Providing workers with the right mix of skills, in an increasingly competitive international environment, can help ensure that globalisation translates into new jobs and productivity gains rather than negative economic and social outcomes.
This is according to a new Overseas Economic Cooperation and Development (OECD) report, available to the Ghana News Agency.
The OECD Skills Outlook 2017 reveals big differences in the extent to which countries are equipping workers with the right skills to benefit from the globalisation of production chains.
The report said a country with a skills mix that is well aligned with the skills requirements of technologically advanced industries can specialise in these industries on average eight percent more than other countries, and up to 60 per cent more than countries with a low alignment between countries’ skills mix and these industries requirements.
Andreas Schleicher, OECD Director of Education and Skills, said “countries increasingly compete through the skills of their workers. When workers have a mix of skills that fits with the needs of technologically advanced industries, specialising in those industries means a comparative advantage.”
“Equipping workers with new skills in areas like decision-making can also reduce their vulnerability to the risks of offshoring.”
Global Value Chains (GVCs) – where workers dotted across different countries contribute to the design, manufacture and sale of a single product – generally leads to productivity gains and job creation as small companies and countries are connected with global markets.

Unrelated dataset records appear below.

PR #325, opened 2015-07-31
[REEF-312] Fail_Alarm fails with assumed state RUNNING but reported state FAILED

gwsshs22:
The root cause of the sporadic exception was a race condition between DriverRuntimeStopHandler
and ContainerManager.close(). DriverRuntimeStopHandler#onNext sets all evaluators' states as KILLED.
If evaluators are closed by the ContainerManager before the evaluator status is set to KILLED, an
unexpected FailedEvaluatorException arises and breaks the FailDriverTest.

JIRA:
    [REEF-312] (https://issues.apache.org/jira/browse/REEF-312)


gwsshs22:
I made a mistake while pushing the commit :( . I will make another PR which have the same content.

It said GVCs can also cause job losses or wage stagnation when workers are ill equipped to respond to changing demands.
“In GVCs, where multiple inputs may cross borders many times before a final product reaches consumers, and where, on average, one-third of jobs in the business sector depend on demand in foreign countries, innovation is key for employment.
Employment grows even in the more routine occupations, when sectors innovate” says Andrew Wyckoff, OECD Director for Science, Technology and Innovation.

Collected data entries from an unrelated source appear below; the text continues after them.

PR #326, opened 2015-07-31
[REEF-312] Fail_Alarm fails with assumed state RUNNING but reported state FAILED

gwsshs22:
The root cause of the sporadic exception was a race condition between DriverRuntimeStopHandler
and ContainerManager.close(). DriverRuntimeStopHandler#onNext sets all evaluators' states as KILLED.
If evaluators are closed by the ContainerManager before the evaluator status is set to KILLED, an
unexpected FailedEvaluatorException arises and breaks the FailDriverTest.

JIRA:
    [REEF-312] (https://issues.apache.org/jira/browse/REEF-312)

### DIFF
--- a/lang/java/reef-runtime-local/src/main/java/org/apache/reef/runtime/local/driver/ContainerManager.java
+++ b/lang/java/reef-runtime-local/src/main/java/org/apache/reef/runtime/local/driver/ContainerManager.java
@@ -195,7 +195,7 @@ final class ContainerManager implements AutoCloseable {
     }
   }
 
-  void start() {
+  synchronized void start() {
     sendNodeDescriptors();
   }
 
@@ -392,7 +392,7 @@ final class ContainerManager implements AutoCloseable {
   }
 
   @Override
-  public void close() {
+  public synchronized void close() {
     synchronized (this.containers) {
       if (this.containers.isEmpty()) {
         LOG.log(Level.FINEST, "Clean shutdown with no outstanding containers.");
--- a/lang/java/reef-runtime-local/src/main/java/org/apache/reef/runtime/local/driver/ContainerManager.java
+++ b/lang/java/reef-runtime-local/src/main/java/org/apache/reef/runtime/local/driver/ContainerManager.java
@@ -195,7 +195,7 @@ final class ContainerManager implements AutoCloseable {
     }
   }
 
-  public void startContainerManager() {
+  void startContainerManager() {
     sendNodeDescriptors();
   }
 
--- a/lang/java/reef-runtime-local/src/main/java/org/apache/reef/runtime/local/driver/ContainerManager.java
+++ b/lang/java/reef-runtime-local/src/main/java/org/apache/reef/runtime/local/driver/ContainerManager.java
@@ -41,10 +41,6 @@ import org.apache.reef.util.Optional;
 import org.apache.reef.wake.EventHandler;
 import org.apache.reef.wake.remote.RemoteMessage;
 import org.apache.reef.wake.remote.address.LocalAddressProvider;
-import org.apache.reef.wake.time.Time;
-import org.apache.reef.wake.time.runtime.RuntimeClock;
-import org.apache.reef.wake.time.runtime.event.RuntimeStart;
-import org.apache.reef.wake.time.runtime.event.RuntimeStop;
 
 import java.io.File;
 import java.util.ArrayList;
@@ -109,7 +105,6 @@ final class ContainerManager implements AutoCloseable {
   @Inject
   ContainerManager(
       final RemoteManager remoteManager,
-      final RuntimeClock clock,
       final REEFFileNames fileNames,
       @Parameter(MaxNumberOfEvaluators.class) final int capacity,
       @Parameter(RootFolder.class) final String rootFolderName,
@@ -142,24 +137,6 @@ final class ContainerManager implements AutoCloseable {
             release(error.getId());
           }
         });
-    clock.registerEventHandler(RuntimeStart.class, new EventHandler<Time>() {
-      @Override
-      public void onNext(final Time value) {
-        synchronized (ContainerManager.this) {
-          ContainerManager.this.sendNodeDescriptors();
-        }
-      }
-    });
-
-    clock.registerEventHandler(RuntimeStop.class, new EventHandler<Time>() {
-      @Override
-      public void onNext(final Time value) {
-        synchronized (ContainerManager.this) {
-          LOG.log(Level.FINEST, "RuntimeStop: close the container manager");
-          ContainerManager.this.close();
-        }
-      }
-    });
 
     init();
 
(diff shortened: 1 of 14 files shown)


markusweimer:
@gwsshs22 I'll do a pass.

lang/java/reef-runtime-local/src/main/java/org/apache/reef/runtime/local/driver/ContainerManager.java
```diff
@@ -218,6 +195,9 @@ private void init() {
     }
   }
 
+  public void startContainerManager() {
```
markusweimer: Does this have to be `public`? I assume it is only called from within the local runtime code.

lang/java/reef-runtime-local/src/main/java/org/apache/reef/runtime/local/driver/LocalResourceManagerStartHandler.java
```diff
@@ -0,0 +1,39 @@
...
+  private final ContainerManager containerManager;
+
+  @Inject
+  public LocalResourceManagerStartHandler(final ContainerManager containerManager) {
+    this.containerManager = containerManager;
+  }
+
+  @Override
+   public void onNext(final RuntimeStart value) {
+    containerManager.startContainerManager();
```
markusweimer: be consistent with the constructor in the use of `this.`

lang/java/reef-runtime-local/src/main/java/org/apache/reef/runtime/local/driver/LocalResourceManagerStartHandler.java
```diff
@@ -0,0 +1,39 @@
...
+import org.apache.reef.wake.time.runtime.event.RuntimeStart;
+
+import javax.inject.Inject;
+
+final class LocalResourceManagerStartHandler implements ResourceManagerStartHandler {
+
+  private final ContainerManager containerManager;
+
+  @Inject
+  public LocalResourceManagerStartHandler(final ContainerManager containerManager) {
```
markusweimer: This can be `private`

lang/java/reef-runtime-local/src/main/java/org/apache/reef/runtime/local/driver/LocalResourceManagerStopHandler.java
```diff
@@ -0,0 +1,39 @@
...
+import org.apache.reef.wake.time.runtime.event.RuntimeStop;
+
+import javax.inject.Inject;
+
+final class LocalResourceManagerStopHandler implements ResourceManagerStopHandler {
+
+  private final ContainerManager containerManager;
+
+  @Inject
+  public LocalResourceManagerStopHandler(final ContainerManager containerManager) {
```
markusweimer: This can be `private`

lang/java/reef-runtime-local/src/main/java/org/apache/reef/runtime/local/driver/LocalResourceManagerStopHandler.java
```diff
@@ -0,0 +1,39 @@
...
+    this.containerManager = containerManager;
+  }
+
+  @Override
+  public void onNext(final RuntimeStop value) {
+    containerManager.close();
```
markusweimer: be consistent with the constructor in the use of `this.`

markusweimer:
Done with my pass. Beyond the code level comments: Please add a commit message that describes the *change* not the *bug*.

gwsshs22:
I've addressed all comments and changed the commit message. It's ready to another pass, thanks.

lang/java/reef-runtime-local/src/main/java/org/apache/reef/runtime/local/driver/LocalResourceManagerStartHandler.java
```diff
@@ -0,0 +1,39 @@
...
+  private final ContainerManager containerManager;
+
+  @Inject
+  private LocalResourceManagerStartHandler(final ContainerManager containerManager) {
+    this.containerManager = containerManager;
+  }
+
+  @Override
+  public void onNext(final RuntimeStart value) {
+    this.containerManager.startContainerManager();
```
bgchun: `containerManager.startContainerManager` sounds repetitive.

gwsshs22:
I've addressed the comment from @bgchun.

markusweimer:
@dafrista Do you want to do a pass on this? You were quite involved with the JIRA discussions. I'm +1 on merging this.

lang/java/reef-runtime-local/src/main/java/org/apache/reef/runtime/local/driver/LocalResourceManagerStartHandler.java
```diff
@@ -0,0 +1,39 @@
...
+  private final ContainerManager containerManager;
+
+  @Inject
+  private LocalResourceManagerStartHandler(final ContainerManager containerManager) {
+    this.containerManager = containerManager;
+  }
+
+  @Override
+  public void onNext(final RuntimeStart value) {
+    this.containerManager.start();
```
dafrista: Is it safe to remove the synchronization around this call?

lang/java/reef-runtime-local/src/main/java/org/apache/reef/runtime/local/driver/LocalResourceManagerStopHandler.java
```diff
@@ -0,0 +1,39 @@
...
+  private final ContainerManager containerManager;
+
+  @Inject
+  private LocalResourceManagerStopHandler(final ContainerManager containerManager) {
+    this.containerManager = containerManager;
+  }
+
+  @Override
+  public void onNext(final RuntimeStop value) {
+    this.containerManager.close();
```
dafrista: Is it safe to remove the synchronization around this call?

dafrista:
@gwsshs22 I left a couple comments. Basically, the ContainerManager was subtly changed to remove synchronization. Can you comment whether this is intentional and/or justified?

LOC-wise it's a fairly small change. But because it changes the runtime bindings we'll have to test on Yarn and Mesos before committing this. I can do this on Linux. If someone wants to test HDInsight as well, that would be a good safety net.

gwsshs22:
I believe that such `synchronized` does not affect anything. But it would be better to make start and stop methods synchronous according to the intention of the author. It was my mistake to omit them and I've added a new commit.

I agreed on testing the PR with all runtime environments before merging it, however my local machine didn't pass reef-tests with YARN as I mentioned on email to reef-dev :(

dafrista:
+1 This looks good. I've tested on Yarn and Mesos on Linux.
I don't foresee any issues for Yarn on other versions or OSes. Still, I'll leave this open for a day in case someone wants to test.

markusweimer:
@dafrista I'll test on HDI.

markusweimer:
@gwsshs22 @dafrista tests pass on HDInsight.

+1 on merging this.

“And innovation will not happen in the absence of the right skills and skills mix”.
The Skills Outlook 2017 shows that countries that strongly embraced GVCs over 1995-2011 saw a boost to labour productivity growth in industry.

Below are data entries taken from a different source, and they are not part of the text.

PR #470, opened 2015-09-08
[REEF-667] Made IIDentifiable.Id immutable.

markusweimer:
Also, changed all implementations not to expose a setter.

JIRA:
  [REEF-667](https://issues.apache.org/jira/browse/REEF-667)


afchung:
This looks good. Will test and merge.

PR #471, opened 2015-09-08
[REEF-676] Made ISuspendedTask.ActiveContext immutable

markusweimer:
JIRA:
  [REEF-676](https://issues.apache.org/jira/browse/REEF-676)


markusweimer:
I will batch this with the other ActiveContext property changes and reopen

The extra growth ranged from 0.8 percentage points in industries with the lowest potential for fragmentation of production to 2.2 percentage points in those with the highest potential, such as high-tech manufacturing.
The report said to get the most out of GVCs, industries need workers with literacy, numeracy and problem solving skills, prowess in management and communication and a readiness to keep learning.
It said the more firms that have workers with these skills, the more productivity gains from GVCs will spread across whole economies. Yet OECD analysis has found that about one adult in four across OECD member countries have low literacy or numeracy skills.
The Skills Outlook finds that countries which have benefited from GVCs by increasing their specialisation in technologically advanced industries, improving the skill mix of workers and achieving good social or economic outcomes include Germany, Korea and Poland.
Conversely, Finland and Japan have highly skilled workers but could benefit more from GVCs if they deepen their specialisation in high-tech industries. Countries where worker skills are best aligned with the needs of high-tech industries include the Czech Republic, Estonia, Japan, Korea and New Zealand.
Investing in skills, along with increased participation in GVCs, is particularly important in developing economies that tend to be at the lower end of value chains and where working conditions are more often poor.
On average in OECD countries, one third of jobs in the business sector depend on demand in foreign countries and 30 per cent of the value of OECD country exports comes from abroad.
The report is part of the OECD’s biennial Skills Outlook series that expands on the findings of the 2013 OECD Survey of Adult Skills (PIAAC), testing the skills of more than 150,000 adults in 24 countries.
The 2017 report also uses the OECD-WTO Trade in Value Added (TiVA) database, which measures trade according to the value added each time a product or service is exported or imported within a global production chain.